IEA estimated in a report from 2019 that technical offshore wind power resources in Europe is 60,000 TWh worth of power supply. That is almost 10 times as much as what is needed to solve EU + UK’s goal of zero emissions by 2050. And as stated above the two have already committed to build 2,100 TWh/year of offshore wind power supply by 2050. So on the drawing table we are already one third of the way.

Norway is not really on the map here yet but it could easily offer to build 2,000 TWh of offshore wind power supply if EU agreed to buy it and pay for it at an agreeable price. If so this would lead to a real offshore wind bonanza over the coming 30 years equal to the build-out of the oil and gas on the NCS.

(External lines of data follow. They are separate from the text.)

PR #2461, opened 2019-12-10
ZSink.collectAllToMap/N now are able to merge values

### LINKED ISSUE #2454: ZSink.collectAllToMap/N should merge values
Instead of:
```scala
  final def collectAllToMap[K, A](key: A => K): ZSink[Any, Nothing, Nothing, A, Map[K, A]]
```

Should be:
```scala
  final def collectAllToMap[K, A](key: A => K)(f: (A, A) => A): ZSink[Any, Nothing, Nothing, A, Map[K, A]]
```

saraiva132:
Unlike before, collectAllToMap now receives a merging function. This means that now collectAllToMapN keeps consuming elements discarding those who would see its map grow over the size limit.

In this context I changed max size constraint on Stream#range in order to make it behave similarly to standard library Range.

closes #2454

### DIFF
--- a/streams/shared/src/main/scala/zio/stream/ZSink.scala
+++ b/streams/shared/src/main/scala/zio/stream/ZSink.scala
@@ -1236,23 +1236,34 @@ object ZSink extends ZSinkPlatformSpecificConstructors with Serializable {
   /**
    * Creates a sink accumulating incoming values into a map.
    * Key of each element is determined by supplied function.
+   * Combines elements with same key with supplied function f.
+   *
    */
-  final def collectAllToMap[K, A](key: A => K): ZSink[Any, Nothing, Nothing, A, Map[K, A]] =
-    foldLeft[A, Map[K, A]](Map.empty[K, A])((map, element) => map + (key(element) -> element))
+  final def collectAllToMap[K, A](key: A => K)(f: (A, A) => A): Sink[Nothing, Nothing, A, Map[K, A]] =
+    foldLeft[A, Map[K, A]](Map.empty)((curMap, a) => {
+      val k = key(a)
+      curMap.get(k).fold(curMap.updated(k, a))(v => curMap.updated(k, f(v, a)))
+    })
 
   /**
    * Creates a sink accumulating incoming values into a map of maximum size `n`.
    * Key of each element is determined by supplied function.
+   *
+   * Combines elements with same key with supplied function f.
    */
-  final def collectAllToMapN[K, A](n: Long)(key: A => K): Sink[Nothing, A, A, Map[K, A]] = {
-    type State = (Map[K, A], Boolean)
-    def f(state: State, a: A): (State, Chunk[A]) = {
-      val newMap = state._1 + (key(a) -> a)
-      if (newMap.size > n) ((state._1, false), Chunk.single(a))
-      else if (newMap.size == n) ((newMap, false), Chunk.empty)
-      else ((newMap, true), Chunk.empty)
+  final def collectAllToMapN[K, A](n: Long)(key: A => K)(f: (A, A) => A): Sink[Nothing, A, A, Map[K, A]] = {
+
+    def inner(curMap: Map[K, A], a: A): (Map[K, A], Chunk[A]) = {
+      val k = key(a)
+      curMap
+        .get(k)
+        .fold(
+          if (curMap.size >= n) (curMap, Chunk.single(a))
+          else (curMap.updated(k, a), Chunk.empty)
+        )(v => (curMap.updated(k, f(v, a)), Chunk.empty))
+
     }
-    fold[A, A, State]((Map.empty, true))(_._2)(f).map(_._1)
+    fold[A, A, Map[K, A]](Map.empty)(_ => true)(inner)
   }
 
   /**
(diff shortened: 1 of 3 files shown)


streams/shared/src/main/scala/zio/stream/ZSink.scala
```diff
@@ -1227,24 +1227,30 @@ object ZSink extends ZSinkPlatformSpecificConstructors with Serializable {
   /**
    * Creates a sink accumulating incoming values into a map.
    * Key of each element is determined by supplied function.
+   * Combines elements with same key with supplied function f.
+   *
    */
-  final def collectAllToMap[K, A](key: A => K): ZSink[Any, Nothing, Nothing, A, Map[K, A]] =
-    foldLeft[A, Map[K, A]](Map.empty[K, A])((map, element) => map + (key(element) -> element))
+  final def collectAllToMap[K, A](key: A => K)(f: (A, A) => A): ZSink[Any, Nothing, Nothing, A, Map[K, A]] =
```
vasilmkd: Because this and `collectAllToMapN` are now implemented in terms of `foldLeft`, which is a Sink that has no leftover, please change the leftover of these two sinks from `A` to `Nothing` to better document them.

saraiva132: Good catch. thanks @vasilmkd

saraiva132:
I noticed that there is no method returning Sink in ZSink. Would it be a good practice to have methods that do not require environment to just use shorter Sink type instead of ZSink? This could be applied to other types

vasilmkd:
I'd say definitely go for it, but maybe as a separate PR.

streams/shared/src/main/scala/zio/stream/ZStream.scala
```diff
@@ -3167,7 +3167,7 @@ object ZStream extends ZStreamPlatformSpecificConstructors with Serializable {
    * Constructs a stream from a range of integers (inclusive).
```
nicolasdasriaux: Change comment from
```
Constructs a stream from a range of integers (inclusive)
```
to suggested
```
Constructs a stream from a range of integers (lower bound included, upper bound not included)
```

saraiva132: Good one. It's good to make that clear, I will update

streams/shared/src/main/scala/zio/stream/ZSink.scala
```diff
@@ -1227,24 +1227,30 @@ object ZSink extends ZSinkPlatformSpecificConstructors with Serializable {
...
+   *
+   * Combines elements with same key with supplied function f.
+   */
+  final def collectAllToMapN[K, A](n: Long)(key: A => K)(f: (A, A) => A): Sink[Nothing, Nothing, A, Map[K, A]] =
+    foldLeft[A, Map[K, A]](Map.empty)((curMap, a) => {
+      val k = key(a)
+      curMap
+        .get(k)
+        .fold(
+          if (curMap.size >= n) curMap else curMap.updated(k, a)
```
iravid: We're losing elements here. If we decide not to merge an element into the map, we need to push it back as a leftover.

iravid:
Thank you for picking this up @saraiva132!

streams/shared/src/main/scala/zio/stream/ZSink.scala
vasilmkd: I wonder how I missed this. I thought it was a bit strange that there are no leftovers. :thinking:

saraiva132: Yeah. The leftover was a bit confusing to me. Until I watched your talk on functional scala. Now I understand it! I went DOH when I read your comment. So, question now, How can I accumulate the leftovers? There is no run method that has that ability AFAIK. I would like to also make those reflected in tests. Also, I fail to understand why fold method has a Chunk[A] has the second type of tuple. Why not A and internally those would be accumulated into Chunk[A]? or Chunk[A0] rather? Sorry for the amount of questions. cc @iravid

iravid:
@saraiva132 One last change - can you please split the `range` change to a separate PR? It's a change that I would like to prominently include in the changelog.

saraiva132:
@iravid np then let us merge the other one first and then I will rebase to this one.

iravid:
Can you rebase this @saraiva132?

saraiva132:
@iravid here you go

streams/shared/src/main/scala/zio/stream/ZSink.scala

The EU + UK needs to kick the habit of consuming close to 15,000 TWh worth of fossil fuels per year by 2050 (evaluated pre-combustion). The replacement is going to happen by building the alternative and governments will be involved big-time to get it done. The current power supply for the region needs to be build more than two times over by 2050 to get the job done. 

Eu fossil energy
Source: SEB, EU stats

The EU + UK produced a total of 3,200 TWh of power in 2019 of which 1,295 TWh (40%) was generated by fossil fuels. In total the EU + UK will need 6,731 TWh of new non-fossil based power supply by 2050 in order to kick 15,000 worth of fossil fuels (evaluated pre-combustion) out the door. At that point total power supply in the region needs to be 8,574 TWh/year in order for the region to go green. Of the 6,731 TWh of new non-fossil power needed we already have a pledge by the EU and the UK together of 2,100 TWh of new offshore wind power supply by 2050. Thus 31% of the power needed to go fully green by 2050 is already pledged for through offshore wind. In the following graph ”EU” is short of ”EU+UK” for the sake of abbreviation.

Power supply in TWh/year
Source: SEB, EU stats

The following graph shows how much new non-emitting power supply the EU + UK needs for each sector to go electric and green by 2050. Today’s consumption of 15,000 TWh (pre-combustion) is mostly outside of the power sector. Some 1,900 TWh of current power supply can be kept for the future as it is non-emitting like nuclear, wind and other renewables. Total non-emitting power supply in the region needs to be 8,574 TWh by 2050 in order to go green.

Future power supply
Source: SEB, Euro stats

Technical offshore wind potential in Europe is close to 60,000 TWh per year according to a recent report by the IEA published in November 2019. Almost 10x of what the EU + UK needs to go fully green by 2050. And much of the capacity is in the North Sea between the UK and Norway.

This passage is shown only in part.